Problem to solve:
Give only the number of lines in the records that include the string "future".

----------

PR #266, opened 2016-11-11
General fixes for the Editor

kreatordxx:
Fixes a bunch of bugs that existed with the editor, including:
- Crash when closing a dialog
- Crash when loading Object Properties dialog with no object selected
- File load/save not working
- Crash when loading Do Wall Dialog with no wall selected
- Stability issues after closing wall or hostage dialog
- Crash when loading editor (via delete-E) when playing a demo
- Crash when any of the required files (*.pad, *.fnt and *.mnu) are missing
- Clicking in the game view box always reporting "Click on non-texture ignored"

Note this pull request depends on #264 (as that is a much higher priority).

### DIFF
--- a/common/ui/file.cpp
+++ b/common/ui/file.cpp
@@ -41,7 +41,7 @@ static PHYSFSX_counted_list file_getdirlist(const char *dir)
 {
 	ntstring<PATH_MAX - 1> path;
 	auto dlen = path.copy_if(dir);
-	if ((!dlen && strlen(dir) > 0) || !path.copy_if(dlen, "/"))
+	if ((!dlen && dir[0] != '\0') || !path.copy_if(dlen, "/"))
 		return nullptr;
 	++ dlen;
 	PHYSFSX_counted_list list{PHYSFS_enumerateFiles(dir)};
--- a/common/ui/file.cpp
+++ b/common/ui/file.cpp
@@ -41,7 +41,7 @@ static PHYSFSX_counted_list file_getdirlist(const char *dir)
 {
 	ntstring<PATH_MAX - 1> path;
 	auto dlen = path.copy_if(dir);
-	if (!dlen || !path.copy_if(dlen, "/"))
+	if ((!dlen && strlen(dir) > 0) || !path.copy_if(dlen, "/"))
 		return nullptr;
 	++ dlen;
 	PHYSFSX_counted_list list{PHYSFS_enumerateFiles(dir)};
--- a/common/ui/menubar.cpp
+++ b/common/ui/menubar.cpp
@@ -817,7 +817,6 @@ int menubar_init( const char * file )
 			if (!item.user_function)
 			{
 				con_printf(CON_URGENT, "%s:%u: unknown function \"%s\" in \"%s\"", __FILE__, __LINE__, buf1, file);
-				break;
 			}
 		}
 				
--- a/common/ui/menubar.cpp
+++ b/common/ui/menubar.cpp
@@ -735,7 +735,7 @@ static void ul_xlate(char *s)
 }
 
 
-void menubar_init( const char * file )
+int menubar_init( const char * file )
 {
 	int np;
 	char buf1[200];
@@ -751,8 +751,12 @@ void menubar_init( const char * file )
 			j.Hotkey = -1;
 	auto infile = PHYSFSX_openReadBuffered(file);
 
-	if (!infile) return;
-		
+	if (!infile)
+	{
+		Warning("Couldn't find %s\n", file);
+		return 0;
+	}
+	
 	PHYSFSX_gets_line_t<200> buffer;
 	while ( PHYSFSX_fgets( buffer, infile) != NULL )
 	{
@@ -870,6 +874,8 @@ void menubar_init( const char * file )
 
 	}
 	Menu[0].w = 700;
+
+	return 1;
 }
 
 void menubar_hide()
--- a/common/ui/menubar.cpp
+++ b/common/ui/menubar.cpp
@@ -753,7 +753,7 @@ int menubar_init( const char * file )
 
 	if (!infile)
 	{
-		Warning("Couldn't find %s\n", file);
+		Warning("Could not find %s\n", file);
 		return 0;
 	}
 	
--- a/common/ui/ui.cpp
+++ b/common/ui/ui.cpp
@@ -41,7 +41,7 @@ static int Initialized = 0;
 
 unsigned char CBLACK,CGREY,CWHITE,CBRIGHT,CRED;
 
-grs_font_ptr ui_small_font = nullptr;
+grs_font_ptr ui_small_font;
 
 int ui_init()
 {
@@ -85,8 +85,7 @@ void ui_close()
 		menubar_close();
 		
 		ui_pad_close();
-		if (ui_small_font)
-			ui_small_font.reset();
+		ui_small_font.reset();
 	}
 
 	return;
--- a/common/ui/ui.cpp
+++ b/common/ui/ui.cpp
@@ -33,6 +33,7 @@ COPYRIGHT 1993-1999 PARALLAX SOFTWARE CORPORATION.  ALL RIGHTS RESERVED.
 #include "key.h"
 #include "ui.h"
 #include "mouse.h"
+#include "dxxerror.h"
 
 namespace dcx {
 
@@ -40,17 +41,20 @@ static int Initialized = 0;
 
 unsigned char CBLACK,CGREY,CWHITE,CBRIGHT,CRED;
 
-grs_font_ptr ui_small_font;
+grs_font_ptr ui_small_font = nullptr;
 
-void ui_init()
+int ui_init()
 {
 
-	if (Initialized) return;
-
-	Initialized = 1;
+	if (Initialized) return 1;
 
 	const grs_font *org_font = grd_curcanv->cv_font;
 	ui_small_font = gr_init_font( "pc6x8.fnt" );
+	if (!ui_small_font)
+	{
+		Warning("Could not find pc6x8.fnt");
+		return 0;
+	}
 	grd_curcanv->cv_font =org_font;
 
 	CBLACK = gr_find_closest_color( 1, 1, 1 );
@@ -67,6 +71,9 @@ void ui_init()
 	
 	atexit(ui_close );
 
+	Initialized = 1;
+
+	return 1;
 }
 
 void ui_close()
@@ -78,7 +85,8 @@ void ui_close()
 		menubar_close();
 		
 		ui_pad_close();
-		ui_small_font.reset();
+		if (ui_small_font)
+			ui_small_font.reset();
 	}
 
 	return;
--- a/similar/editor/med.cpp
+++ b/similar/editor/med.cpp
@@ -329,7 +329,7 @@ static void close_editor();
 namespace dsx {
 void init_editor()
 {
-	const char *const pads[] = {
+	static const char pads[][13] = {
 		"segmove.pad",
 		"segsize.pad",
 		"curve.pad",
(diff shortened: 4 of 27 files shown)


similar/editor/medrobot.cpp
```diff
@@ -767,6 +767,10 @@ void object_close_window()
 //-------------------------------------------------------------------------
 int do_object_dialog()
 {
+	if (Cur_object_index == object_none)
+		Cur_object_index = object_first;
+	Assert(Cur_object_index != object_guidebot_cannot_reach);	// not supposed to be this one
```
vLKp: This assert is harmless, but unnecessary.  The call to `vobjptr` will throw if the assert would have failed.

common/ui/file.cpp
```diff
@@ -41,7 +41,7 @@ static PHYSFSX_counted_list file_getdirlist(const char *dir)
 {
 	ntstring<PATH_MAX - 1> path;
 	auto dlen = path.copy_if(dir);
-	if (!dlen || !path.copy_if(dlen, "/"))
+	if ((!dlen && strlen(dir) > 0) || !path.copy_if(dlen, "/"))
```
vLKp: Please do not use `strlen` just to test if a string is empty.  Instead, check whether the first byte is zero.

similar/editor/medwall.cpp
```diff
@@ -410,14 +410,15 @@ window_event_result wall_dialog_handler(UI_DIALOG *dlg,const d_event &event, wal
 	//------------------------------------------------------------
 	ui_button_any_drawn = 0;
 
-	const auto &&w = vwallptr(Cursegp->sides[Curside].wall_num);
+	const auto wn = Cursegp->sides[Curside].wall_num;
```
vLKp: This looks like a good use case for `wallptridx` (not `vwallptridx`).  You can construct a `wallptridx` from an index that is equal to None or is a valid index; any invalid value other than None triggers an exception.  You can treat a `wallptridx` like a pointer in most cases, and it spares you keeping a separate explicit copy of the index in `wn`, because you can also treat it like an index when needed.

common/ui/ui.cpp
```diff
@@ -33,24 +33,28 @@ COPYRIGHT 1993-1999 PARALLAX SOFTWARE CORPORATION.  ALL RIGHTS RESERVED.
...
+#include "dxxerror.h"
 
 namespace dcx {
 
 static int Initialized = 0;
 
 unsigned char CBLACK,CGREY,CWHITE,CBRIGHT,CRED;
 
-grs_font_ptr ui_small_font;
+grs_font_ptr ui_small_font = nullptr;
```
vLKp: This should not be necessary.  The default constructor should initialize it to `nullptr` for you.

common/ui/ui.cpp
```diff
@@ -78,7 +85,8 @@ void ui_close()
 		menubar_close();
 		
 		ui_pad_close();
-		ui_small_font.reset();
+		if (ui_small_font)
```
vLKp: This test is unnecessary.  `std::unique_ptr` (which is used for the implementation of `grs_font_ptr`) already has a test internally to detect `nullptr` and skip freeing it.

similar/editor/med.cpp
```diff
@@ -116,7 +116,7 @@ grs_canvas *Canv_editor_game=&_canv_editor_game; //the game on the editor screen
 
 window *Pad_info;		// Keypad text
 
-grs_font_ptr editor_font;
+grs_font_ptr editor_font = nullptr;
```
vLKp: This should not be necessary.  The default constructor should initialize it to `nullptr` for you.

similar/editor/med.cpp
```diff
@@ -319,38 +319,62 @@ static int padnum=0;
 static void init_editor_screen();
 static void gamestate_restore_check();
 static window_event_result editor_handler(UI_DIALOG *dlg,const d_event &event, unused_ui_userdata_t *data);
+static void close_editor();
 
 namespace dsx {
 void init_editor()
 {
+	const char *const pads[] = {
```
vLKp: Can this be made `static`?  Given the consistency of size, you might get better packing using `static const char pads[][13]` (or `[16]` for quick indexing) than using pointers to anonymous strings.  On x64 systems, the pointers will cost 8 bytes each, so if you waste an average of fewer than 8 bytes per string, storing it in a single contiguous array should be smaller.

common/ui/menubar.cpp
```diff
@@ -751,8 +751,12 @@ void menubar_init( const char * file )
 			j.Hotkey = -1;
 	auto infile = PHYSFSX_openReadBuffered(file);
 
-	if (!infile) return;
-		
+	if (!infile)
+	{
+		Warning("Couldn't find %s\n", file);
```
vLKp: This commit adds several `Warning` calls of this form.  Some of them use `Couldn't`; others use `Could not`.  It would be nice to be consistent.

similar/editor/med.cpp
```diff
@@ -856,7 +880,8 @@ static void close_editor()
 
 	ui_close();
 
-	editor_font.reset();
+	if (editor_font)
```
vLKp: This test is unnecessary.  `std::unique_ptr` (which is used for the implementation of `grs_font_ptr`) already has a test internally to detect `nullptr` and skip freeing it.

similar/editor/med.cpp
```diff
@@ -878,10 +903,13 @@ static void close_editor()
 			break;
 
 		case 3:
-			set_screen_mode(SCREEN_GAME);		//put up game screen
-			Game_mode = GM_EDITOR;
-			editor_reset_stuff_on_level();
-			N_players = 1;
+			if (!Game_wind)	// if we're already playing a game, don't touch!
```
vLKp: Keep this as-is (unless you rebase to undo the hunk entirely), but note for next time that it is often cleaner and reduces churn to use flow control explicitly.  In this case, you could have added

```c++
    if (Game_wind)
        break;
```

immediately before the call to `set_screen_mode` to get the same effect, but avoid reindenting all subsequent lines.

similar/main/gamecntl.cpp
```diff
@@ -1304,7 +1304,10 @@ static window_event_result HandleTestKey(int key)
 		case KEY_E + KEY_DEBUGGED:
 			window_set_visible(Game_wind, 0);	// don't let the game do anything while we set the editor up
 			init_editor();
-			return window_event_result::close;
+			// If editor failed to load, carry on playing
+			if (!EditorWindow)
+				window_set_visible(Game_wind, 1);
+			return EditorWindow ? window_event_result::close : window_event_result::handled;
```
vLKp: The compiler will likely assume that `window_set_visible` could modify `EditorWindow`.  You could improve the generated code by leaving the original `return` as-is and writing the recovery path as:

```c++
    if (!EditorWindow)
    {
        window_set_visible(Game_wind, 1);
        return window_event_result::handled;
    }
```

This would discourage the compiler from rereading `EditorWindow` after `window_set_visible` returns.

kreatordxx:
No worries :) 

I can apply them, no problems.

similar/editor/med.cpp
kreatordxx: Noted. Later on I want to make and use a proper saved game when loading the editor from within a game, so will change it then.

similar/editor/medrobot.cpp
kreatordxx: Removed check.

common/ui/file.cpp
kreatordxx: Done.

similar/editor/medwall.cpp
kreatordxx: Done.

common/ui/ui.cpp
kreatordxx: Removed initialisation.

common/ui/ui.cpp
kreatordxx: Removed check.

similar/editor/med.cpp
kreatordxx: Removed initialisation.

similar/editor/med.cpp
kreatordxx: Done.

similar/editor/med.cpp
kreatordxx: Removed check.

common/ui/menubar.cpp
kreatordxx: Changed **all** occurrences of `Couldn't` to `Could not` (except the one in text.h, which reads from the hog file).

similar/main/gamecntl.cpp
kreatordxx: Done.

similar/main/state.cpp
```diff
@@ -1431,10 +1431,19 @@ int state_restore_all_sub(const char *filename, const secret_restore secret)
 // Read the mission info...
 	PHYSFS_read(fp, mission, sizeof(char) * 9, 1);
 
-	if (!load_mission_by_name( mission ))	{
+	if (!load_mission_by_name( mission )
```
vLKp: This will attempt to `load_mission_by_name` on `new_miss` before it notices that this is a special case.  This could lead to surprising results if someone has a loadable mission with that name.  Is that intended?

vLKp:
I did not intend that you had to normalize **all** uses of *Couldn't* vs *Could not*.  I just wanted consistency in editor warnings. ;)  A global cleanup is fine by me, though.

kreatordxx:
Ha ha yes I know, I felt like doing it completely ;)

For some strange reason GitHub will let me edit your comments...

similar/main/mission.cpp
```diff
@@ -1088,13 +1088,87 @@ int select_mission(int anarchy_mode, const char *message, window_event_result (*
 }
 
 #if DXX_USE_EDITOR
+int write_mission(void)
```
kreatordxx: Defined as `static` for now. Noted, will use `()` in future.

similar/main/mission.cpp
```diff
@@ -1088,13 +1088,87 @@ int select_mission(int anarchy_mode, const char *message, window_event_result (*
...
+{
+	auto &msn_extension =
+#if defined(DXX_BUILD_DESCENT_II)
+	(Current_mission->descent_version == Mission::descent_version_type::descent2) ? MISSION_EXTENSION_DESCENT_II :
```
kreatordxx: Done.

similar/main/mission.cpp
```diff
@@ -1088,13 +1088,87 @@ int select_mission(int anarchy_mode, const char *message, window_event_result (*
...
+	auto &&mfile = PHYSFSX_openWriteBuffered(mission_filename.data());
+	if (!mfile)
+	{
+		PHYSFS_mkdir(MISSION_DIR);	//try making directory - in *write* path
+		mfile = PHYSFSX_openWriteBuffered(mission_filename.data());
+		if (!mfile)
+			return 0;
+	}
+
+#if defined(DXX_BUILD_DESCENT_II)
```
kreatordxx: Done, yes I thought I may as well support any mission type for future use.

similar/main/mission.cpp
```diff
@@ -1088,13 +1088,87 @@ int select_mission(int anarchy_mode, const char *message, window_event_result (*
...
+		for (int i = 0; i < N_secret_levels; i++)
+			PHYSFSX_printf(mfile, "%s,%i\n", static_cast<const char *>(Secret_level_names[i]), Secret_level_table[i]);
+	}
+
+#if defined(DXX_BUILD_DESCENT_II)
+	if (Current_mission->alternate_ham_file)
+		PHYSFSX_printf(mfile, "ham = %s\n", static_cast<const char *>(*Current_mission->alternate_ham_file.get()));
+#endif
+
+	mfile.reset();
```
kreatordxx: Removed.

vLKp: I think in `load_mission` it is explicitly reset because the non-automatic version closed `mfile` before running some other statements.  In that case, I added the explicit reset to maintain the ordering, although it is probably not necessary.  In your commit, it is effectively the last statement, so the reset happens in the same place whether or not it is explicit.

vLKp:
This merge has a trivial conflict due to this pull request including an early version of the fix for freezing on invisible windows, but the version of that fix that was merged to master had additional work done.  The resolution is obvious.  I will fix it up and push this to master soon.

kreatordxx:
Thanks vLKp!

----------

Output of the exercise:
2